The Right To Peace - The Universal Declaration of Human Rights at 70
The International Day of Peace will be observed on September 21st with a theme of 'The Right To Peace - The Universal Declaration of Human Rights at 70', celebrating the 70th anniversary of the Universal Declaration of Human Rights. (Read more about some of the humanitarians who speak about their incredible work to help create a safer world for others).
Established in 1981 by the United Nations General Assembly, and unanimously voted on in 2001, the day invites all nations and people to honour a cessation of hostilities during the day, and to otherwise pay homage to the day through education and public awareness.
But in today's turbulent climate, where negative headlines seem to litter our newspapers and the internet every day, is achieving peace actually possible anytime soon? BBC News World Affairs editor, John Simpson , who has been bringing the UK news from more than 120 countries and has reported on many of the globe's most historical moments, comments:
'The world may seem to be in a dreadful state today. But the important thing to remember is that there are many fewer wars now than there were fifty years ago, world poverty has been dramatically cut, and even terrorism claims far few victims than it did in the 1970s. So we shouldn't despair just yet.’
BBC News World Affairs editor, John Simpson
Jeremy Gilley, the Founder of Peace One Day, whose work led to September 21st being recognised by the UN as a global annual day of ceasefire and non-violence, comments: “Approximately 97% of violence that will happen today happens in our homes, schools, workplaces and communities.
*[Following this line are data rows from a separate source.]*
PR #819, opened 2021-01-08
Win Installer: Rewrite 32 bit OS install detection

ann0see:
See https://github.com/corrados/jamulus/issues/792#issuecomment-756425457

### DIFF
--- a/windows/installer.nsi
+++ b/windows/installer.nsi
@@ -83,7 +83,7 @@ LangString RUNNING_APP_MSG ${LANG_ENGLISH} \
 ;   "${APP_NAME} è in esecuzione. Chiudere l'applicazione prima di eseguire l'installazione."
 
 LangString OLD_WRONG_VER_FOUND ${LANG_ENGLISH} \
-    "Due to a bug, an old version of Jamulus might be installed to a wrong path on your computer. Do you want to remove it before installing this new version (we strongly recommend this)?"
+    "Due to a bug, a 64 Bit version of Jamulus might be installed to your 32 Bit Program Files folder. Do you want to remove it before installing this new version (we strongly recommend this)?"
 
 LangString OLD_WRONG_VER_FOUND_CONFIRM ${LANG_ENGLISH} \
     "If you continue without removing it, your installation might be broken! Are you sure you don't want to remove the old version?"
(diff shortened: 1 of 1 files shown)


ann0see:
Don’t merge yet

corrados:
I saw that the installer script always downloads all the needed tools. Maybe it would be better if the script checks if the directory is already existent and if it detects that the directory is present, it skips the download. Do you think this is feasable?

ann0see:
Ok. It seems as if my changes were almost ok. https://stackoverflow.com/questions/28740320/how-do-i-check-if-a-powershell-module-is-installed

> I saw that the installer script always downloads all the needed tools.

That shouldn't be the case. Line 82 in deploy_windows.ps1 should stop the installation if the folder exists.

What you see is the installation of VSSetup and Nuget probably. We might be able to check if they are installed:

https://stackoverflow.com/questions/28740320/how-do-i-check-if-a-powershell-module-is-installed

There's still one bigger TODO: Detection of missing ASIO drivers in the installer and telling the user to install them.

corrados:
> There's still one bigger TODO: Detection of missing ASIO drivers in the installer and telling the user to install them.

I would wait with that feature. Maybe in the near future it is not required anymore. See: https://github.com/corrados/jamulus/pull/821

Approximately only 3% or 4% of violence happens in areas of conflict. So September 21st represents the opportunity for everyone to get involved in the peace process.
"Bringing our families together, doing things in our schools, in the workforce, in the community and that’s what we’re seeing happen and that’s why the day works. Who would you make peace with on 21st September? Is there someone you have fallen out with that you haven’t seen for a while, a family member? It’s our opportunity as individuals to change the quality of our lives by mending the personal relationships we have. Peace day is the perfect opportunity to do that - and the aim is to institutionalise the day."
"Who would you make peace with on 21st September?"
Indeed, the General Assembly has declared peace as something that we should all be striving for, even in our own lives. And so, The Universal Declaration – the most translated document in the world, available in more than 500 languages - is as relevant today as it was on the day that it was adopted.
Secretary-General of the United Nations, António Guterres adds “It is time all nations and all people live up to the words of the Universal Declaration of Human Rights, which recognizes the inherent dignity and equal and inalienable rights of all members of the human race. This year marks the 70th anniversary of that landmark document.”